“But Ward comes back to settlements. He even crosses the mountains. He says he escaped.”
“He wouldn’t be travelin’ round these parts if he was a’ ’scaped prisoner. As for crossin’ the mountains he might ’a’ gone for to see what he could see. Cornstalk has spies all up an’ down the frontier. I ’low them two we met yesterday was bent on spyin’. God! That’s a’ awful thought! But I ain’t got no sister. It was a red woman we seen. She ’n’ her man was spyin’. If not that why should they be makin’ east into the mountains? I ’low he was to stay hid while ’nother ’scaped prisoner rode down into some settlement.”
From that speech on I do not remember that he spoke of his sister as being any kin of his. When he must mention her he usually styled her, “That woman who’s turned red.”

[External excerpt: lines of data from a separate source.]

PR #1403, opened 2023-05-19
Test AVIF_ENABLE_GTEST instead of AVIF_LOCAL_GTEST

wantehchang:
In two places we are testing AVIF_LOCAL_GTEST, which seems like a typo. Test AVIF_ENABLE_GTEST instead.

### DIFF
--- a/tests/CMakeLists.txt
+++ b/tests/CMakeLists.txt
@@ -243,7 +243,7 @@ endif()
 # AV2 tests
 
 if(AVIF_CODEC_AVM)
-    if(AVIF_LOCAL_GTEST)
+    if(AVIF_ENABLE_GTEST)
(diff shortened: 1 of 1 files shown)


tests/CMakeLists.txt
```diff
@@ -243,7 +243,7 @@ endif()
 # AV2 tests
 
 if(AVIF_CODEC_AVM)
-    if(AVIF_LOCAL_GTEST)
+    if(AVIF_ENABLE_GTEST)
```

To get his thoughts away from her I rattled on about my trip to Richfield and told of my experiences in returning over the mountains. After I had narrated Hughes’ quick action in saving me from an assassin’s bullet Cousin jerked up his head and said:
“Moccasin, one you give to that there young woman we’re now followin’?”

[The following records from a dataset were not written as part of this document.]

PR #1404, opened 2023-05-22
Check for depth coherence at the lowest level for YCgCo-R

vrabaud:
For now, the depth check is done at the level of PNG and JPEG reader.

### DIFF
--- a/src/reformat.c
+++ b/src/reformat.c
@@ -23,11 +23,24 @@ struct YUVBlock
 
 static avifBool avifPrepareReformatState(const avifImage * image, const avifRGBImage * rgb, avifReformatState * state)
 {
+#if defined(AVIF_ENABLE_EXPERIMENTAL_YCGCO_R)
+    const avifBool useYCgCoRe = (image->matrixCoefficients == AVIF_MATRIX_COEFFICIENTS_YCGCO_RE);
+    const avifBool useYCgCoRo = (image->matrixCoefficients == AVIF_MATRIX_COEFFICIENTS_YCGCO_RO);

I nodded, and he continued:
“I ’low it was John Ward who tried to pot you. He stole the moccasin and sneaked back an’ laid the trap. Prob’ly laid it for whoever come along without knowin’ who would walk into it. You was mighty lucky to have Hughes there.” I had never connected Ward with that attempt on my life.
“The Dales believe Ward to be what he pretends—an escaped prisoner,” I said.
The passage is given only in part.